Second, the medial intermuscular septum was absent in the upper arm. The ulnar nerve coursed anterior to the medial head of the triceps and the epicondyle with intraoperative inspection. Two cases with CubTS have been reported for which the ulnar nerve was located anterior to the medial epicondyle. 11 In the two cases, medial intermuscular septum was found. However, the ulnar nerve, located proximally posterior to the intermuscular septum, penetrated the septum proximal to the medial epicondyle where the ulnar nerve was compressed and emerged anteriorly. Our case differed from two cases in terms of the anatomical variant type of the ulnar nerve. Because US can detect the ulnar nerve location and dynamic instability, 12 we performed preoperative US examination, which revealed the anterior location of the ulnar nerve.

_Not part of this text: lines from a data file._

PR #12954, opened 2026-07-13
feat(indexing): resume indexing on graceful worker shutdown instead of failing

nmgarza5:
## Description

When a docfetching worker gets SIGTERM (rolling deploy or KEDA scale-down), its in-flight index attempt was recorded FAILED with "No heartbeat received for 1800 seconds"

**Fix:** a terminal-but-resumable `IndexingStatus.INTERRUPTED`, produced only by a `worker_shutting_down` handler that positively identifies a graceful shutdown. The watchdog marks the in-flight attempt INTERRUPTED and stops its subprocess before SIGKILL, so a fresh attempt resumes from checkpoint on the next beat (~15s).

- INTERRUPTED is excluded from the repeated-error auto-pause, and `should_reuse_checkpoint()` gates poll-window + checkpoint reuse so the resume stays checkpoint-correct
- the heartbeat validator is unchanged: a hard kill (OOM, node failure, no SIGTERM) still lands FAILED and auto-pauses a genuinely broken connector
- `terminationGracePeriodSeconds: 60` gives the watchdog time to mark and stop
- UI: neutral "Interrupted" badge (per-attempt and connector), plus a status filter
- no migration (the status column is a non-native enum)

## Additional Options

### DIFF
--- a/web/src/components/Status.tsx
+++ b/web/src/components/Status.tsx
@@ -1,5 +1,6 @@
 "use client";
 
+import { ReactNode } from "react";
 import { ValidStatuses } from "@/lib/types";
 import { Badge } from "@/components/ui/badge";
 import { timeAgo } from "@opal/time";
@@ -16,6 +17,22 @@ import {
 } from "@/app/admin/connector/[ccPairId]/types";
 import { Tooltip } from "@opal/components";
 
+// Wrap a status badge in a hover tooltip carrying its error/reason text, or
+// return the bare badge when there is no message.
+function badgeWithErrorTooltip(
+  icon: ReactNode,
+  errorMsg?: string | null
+): ReactNode {
+  if (!errorMsg) {
+    return icon;
+  }
+  return (
+    <Tooltip tooltip={errorMsg}>
+      <div className="cursor-pointer">{icon}</div>
+    </Tooltip>
+  );
+}
+
 export function IndexAttemptStatus({
   status,
   errorMsg,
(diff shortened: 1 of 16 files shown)


nmgarza5:
@greptile

nmgarza5:
@greptile

nmgarza5:
@greptile

nmgarza5:
@greptile

web/src/components/Status.tsx
nmgarza5, line 1: just adding to this file for now. will be refactored soon im pretty sure

nmgarza5:
@greptile

nmgarza5:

This information led us to perform electrophysiological tests, which yielded information that has helped to make the ulnar nerve decompression procedure safer.

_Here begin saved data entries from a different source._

PR #12956, opened 2026-07-13
feat(indexing): resume immediately on graceful worker shutdown

nmgarza5:
## Description

Base is `nikg/indexing-interrupted-status` (#12954), so this diff is only the graceful-shutdown commit.

**Why:** #12954 makes a killed docfetching worker resumable, but a hard kill is only noticed by the beat heartbeat validator up to 1800s later. This closes that gap for the graceful case.

**Fix:** on SIGTERM (rolling deploy / KEDA scale-down) a `worker_shutting_down` handler sets a process-global flag. The indexing watchdog polls it, marks its in-flight attempt INTERRUPTED (best-effort), and stops its subprocess before SIGKILL. A fresh attempt resumes from checkpoint on the next beat (~15s) instead of after ~1800s.

- new `TERMINATED_BY_WORKER_SHUTDOWN` watchdog status (set explicitly, no exit-code mapping)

Finally, obvious Osborn’s ligament was lacking. The fibrous band over the FCU that compressed the ulnar nerve was very extremely thick and firm. An earlier study elucidated anatomical variations of the distal cubital tunnel in 24 embalmed limbs from 13 cadavers: one (4.2%) of the 24 embalmed limbs had thick partial aponeurosis between the FCU and the medial epicondylar muscles. 13 In our case, the fibrous band was thick, with total aponeurosis.

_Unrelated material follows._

PR #12961, opened 2026-07-13
build(web): swap ts-jest for @swc/jest and adopt stable TypeScript 7 checker

jmelahman:
## Description

Tooling changes that move `web/` onto TypeScript 7-era infrastructure:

These distinctive clinical features might result from pure chance in our case. Mutations that cause Noonan syndrome alter genes that encode proteins with roles in the Ras/mitogen-activated protein kinase (MAPK) pathway, leading to pathway dysregulation. 14 Wide expression and involvement of tyrosine-protein phosphatase non-receptor type (PTPN) 11 in multiple signal transduction pathways in cooperation with various molecules including growth factors, cytokines and hormone might produce the wide range of clinical findings associated with Noonan syndrome. 15 Given the etiology of Noonan syndrome, the skeletal deformity and soft tissue variant in our patient might be inferred as dysmorphic features related with Noonan syndrome. Based on our experience, attention must be devoted to rare anomalies, especially when performing cubital tunnel release in Noonan syndrome with CubTS.
Conclusion
This report describes a patient with Noonan syndrome who developed cubital tunnel syndrome. Specifically, this patient had hypoplasia of the humeral trochlea and medial epicondyle with no intermuscular septum and anterior location of the ulnar nerve at the elbow. Awareness of these anatomical variants is expected to raise confidence in proper treatment and surgical management to avoid ulnar nerve injury when treating this rare condition.
Footnotes
Declaration of conflicting interests
The author(s) declared no potential conflicts of interest with respect to the research, authorship and/or publication of this article.
Ethics approval
Our institution does not require ethical approval for reporting individual cases or case series.
Funding
The author(s) received no financial support for the research, authorship and/or publication of this article.
Informed consent
Written informed consent was obtained from the patient(s) for their anonymized information to be published in this article.